The second electromagnetic wave absorber (52) of the constitution and the electromagnetic wave absorber (52)
A thin film that reflects microwaves on the surface (52a) that receives the microwave
And a metal coating material (53) of (1) , wherein the calculation device (30) calculates the value of microwave energy as a function of time by the following formula (1).
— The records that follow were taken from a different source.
PR #80, opened 2023-05-03
Ensure log body is a string

hardillb:
part of flowforge/flowforge#2074

## Description

Make sure the message part of any logged content is a string

## Related Issue(s)

flowforge/flowforge#2074

## Checklist

 - [ ] I have read the [contribution guidelines](https://github.com/flowforge/flowforge/blob/main/CONTRIBUTING.md)
    - [ ] Upgrade instructions
    - [ ] Configuration details
    - [ ] Concepts

## Labels

### DIFF
--- a/lib/logging/log.js
+++ b/lib/logging/log.js
@@ -23,6 +23,9 @@ function NRlog (msg) {
         jsMsg = { ts: Date.now(), level: '', msg }
     }
     const date = new Date(jsMsg.ts)
+    if (typeof jsMsg.msg === 'object') {
+        jsMsg.msg = JSON.stringify(jsMsg.msg)
+    }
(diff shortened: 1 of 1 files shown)


lib/logging/log.js
```diff
@@ -23,6 +23,9 @@ function NRlog (msg) {
         jsMsg = { ts: Date.now(), level: '', msg }
     }
     const date = new Date(jsMsg.ts)
+    if (typeof jsMsg.msg === 'object') {
```
knolleary, line 26: Would it be better to invert this? Thinking of other types that don't identify as object that ought to be stringified.

```suggestion
    if (typeof jsMsg.msg !== 'string') {
```

hardillb: Yeah, that makes sense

E = C · dθ / dt + δ · θ (1) However, E is microwave energy that the wave absorber has _{absorbed, θ = (θ t1 -θ 01} ) - A (θ _t2 -θ _02),
θ ₀₁ indicates that the radio wave absorber absorbs microwave energy E
Detection temperature of the first thermistor element before, theta _t1 is the
After the radio wave absorber has absorbed the microwave energy E for t hours
, The temperature detected by the first thermistor element , θ ₀₂ is the radio wave
The second before the absorber absorbs the microwave energy E
The temperature detected by the thermistor element, θ _t2, is _measured by the electromagnetic wave absorber.
The second sir after absorbing the microwave energy E for t hours
The detected temperature of the mister element , C is the heat capacity of the microwave sensor, and δ is the heat dissipation constant of the microwave sensor. 2. The microwave sensor (10) is a radio wave absorber (12).
Is formed in a flat plate shape having a larger area than at least the temperature sensing part (11a) of the thermistor element (11), and one surface (12a) of the radio wave absorber is a microwave absorbing surface, 2. The microwave energy detecting device according to claim 1, wherein the temperature sensing part (11a) is adhered to the other surface (12b) so that the thermistor element (11) does not receive microwaves. 3. The microwave sensor (10) is a thermistor element.
The temperature sensing part (11a) of (11) is covered with an organic substance (32) or an inorganic substance containing a radio wave absorber powder as a filler.
Microwave energy detection device as described. 4. The microwave sensor (10) is a thermistor element.
Connect the thermistor element (11) to its lead (1
The microwave according to claim 1, further comprising: a metal encapsulant (33) encapsulating the metal encapsulation (1c), and a radio wave absorber (12) formed in layers on the surface of the metal encapsulant (33). Energy detection device. 5. The microwave sensor (10) is a radio wave absorber (12).
2. The microwave energy detecting apparatus according to claim 1, wherein said microwave absorber has a thermistor characteristic, and a pair of electrodes (42, 43) are provided at intervals on a surface of said radio wave absorber (12) which does not receive microwaves. 6. The microwave sensor (10) is a radio wave absorber (12).
Is close to the thermistor element (11) and the thermistor element (1
The microwave energy detecting device according to claim 1, wherein the lead (11c) is encapsulated in (1). 7. The microwave sensor (10) is a radio wave absorber (12).
The surface of the electromagnetic wave absorber (1
The metal body (56) is bonded to the back surface of 2) at a position where it does not receive microwaves, the thermistor element (11) is held by the metal body (56), and the temperature of the radio wave absorber (12) is controlled by the metal body. (56)
The microwave energy detecting apparatus according to claim 1, wherein the microwave energy detecting apparatus detects the energy through a microwave.